Pictorial history of Chinese textiles
When Italian Jesuit Matteo Ricci set foot in Nanjing in 1582, he was struck by the aesthetic splendour he encountered. "There are 200,000 weavers here and they weave a cloth made entirely of silk," he wrote. To Ricci, the long, loose sleeves worn by the Chinese were redolent of Venetian fashion and style. Yet silk wore multiple silhouettes in China that surpassed the physical appearance of dress.
Prized by Chinese and foreign merchants as an essential commodity on a vast trade network, silk had numerous purposes: as fabric for garments, as a form of currency (until the introduction of silver in its place), as a method of tax payment, and as a medium and subject matter for professional artists and the literati. What Ricci couldn't appreciate was just how rich and pervasive silk's influence would become.
Originating in the Song Dynasty (960–1279) – though a Chinese legend credits Leizu, the wife of the mythological Yellow Emperor, Huangdi, who taught the Chinese the art and invented the silk loom in the 27th century BCE – and flourishing into the Qing Dynasty (1644–1911), China's craftspeople used shuttles and needles as their brushes and silk threads as their pigments, creating meticulous, exquisitely woven and embroidered works.
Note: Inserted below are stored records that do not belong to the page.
PR #7085, opened 2026-08-02
fix(levm): charge the EIP-8250 first-use surcharge on the default-code approval

AnkushinDaniil:
`consume_keyed_nonces` deducted the 20k first-use surcharge from the current call frame. The default-code approval path runs outside an ordinary frame, so the deduction landed nowhere and the surcharge was silently free.

The function now returns the surcharge instead of deducting it, and the default-code path charges it explicitly before applying the approval. Observed cross-client as a `16688117199824 wei` balance divergence on a keyed-nonce transaction whose sender has no code.

### DIFF
--- a/crates/vm/levm/src/opcode_handlers/frame_tx.rs
+++ b/crates/vm/levm/src/opcode_handlers/frame_tx.rs
@@ -254,8 +254,22 @@ impl OpcodeHandler for OpApproveHandler {
                 vm.current_call_frame.memory.len(),
             )?)?;
 
+        let approval_snapshot = vm
+            .frame_tx_context
+            .as_ref()
+            .map(|ctx| (ctx.payer_address, ctx.sender_approved));
         let surcharge = apply_approve(vm, scope_val, frame_target)?;
-        vm.current_call_frame.increase_consumed_gas(surcharge)?;
+        // The approval context is not database-backed, so the frame rollback that undoes the debit
+        // and the nonce consumption would leave the payer recorded and refunded at end of tx.
+        if let Err(err) = vm.current_call_frame.increase_consumed_gas(surcharge) {
+            if let (Some((payer, sender_approved)), Some(ctx)) =
+                (approval_snapshot, vm.frame_tx_context.as_mut())
+            {
+                ctx.payer_address = payer;
+                ctx.sender_approved = sender_approved;
+            }
+            return Err(err.into());
+        }
 
         let ctx = vm
             .frame_tx_context
--- a/crates/vm/levm/src/opcode_handlers/frame_tx.rs
+++ b/crates/vm/levm/src/opcode_handlers/frame_tx.rs
@@ -898,13 +898,13 @@ fn execute_default_verify(
     }
 
     // The surcharge comes out of this frame's budget like any other gas, so a frame that cannot
-    // afford it approves nothing.
-    let surcharge = vm.keyed_nonce_first_use_surcharge()?;
-    if surcharge > frame.gas_limit {
+    // afford it approves nothing. The affordability gate has to run before any state is touched,
+    // hence the estimate here; what is charged below is what consumption actually took.
+    if vm.keyed_nonce_first_use_surcharge()? > frame.gas_limit {
         return Ok((false, frame.gas_limit, Vec::new()));
     }
 
-    apply_approve(vm, allowed_scope, target)?;
+    let charged = apply_approve(vm, allowed_scope, target)?;
 
     let ctx = vm
         .frame_tx_context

Kesi (weft-woven silk tapestry) and cixiu (embroidery) became elevated into an interdisciplinary art form – a fusion of painting, calligraphy, and hand-weaving or embroidering. During the Yuan Dynasty (1271–1368), kesi panels were even being exported to Europe, where they were being incorporated into cathedral vestments.
Spanning the Qing Dynasty to the mid-20th century, the exhibition Pictorial Silks: Chinese Textiles from the UMAG Collection, showing at the University Museum and Art Gallery (UMAG) of the University of Hong Kong (HKU), encompasses a diverse range of subjects and formats that include 18th-, 19th- and early 20th-century hanging scrolls, framed panels and banners, along with 19th-century dragon robes. Each work exemplifies the sophisticated craftsmanship of the artisans and the collective stories of the Qing Dynasty's textile industry. It's on until March 14, 2021 – and it's not to be missed.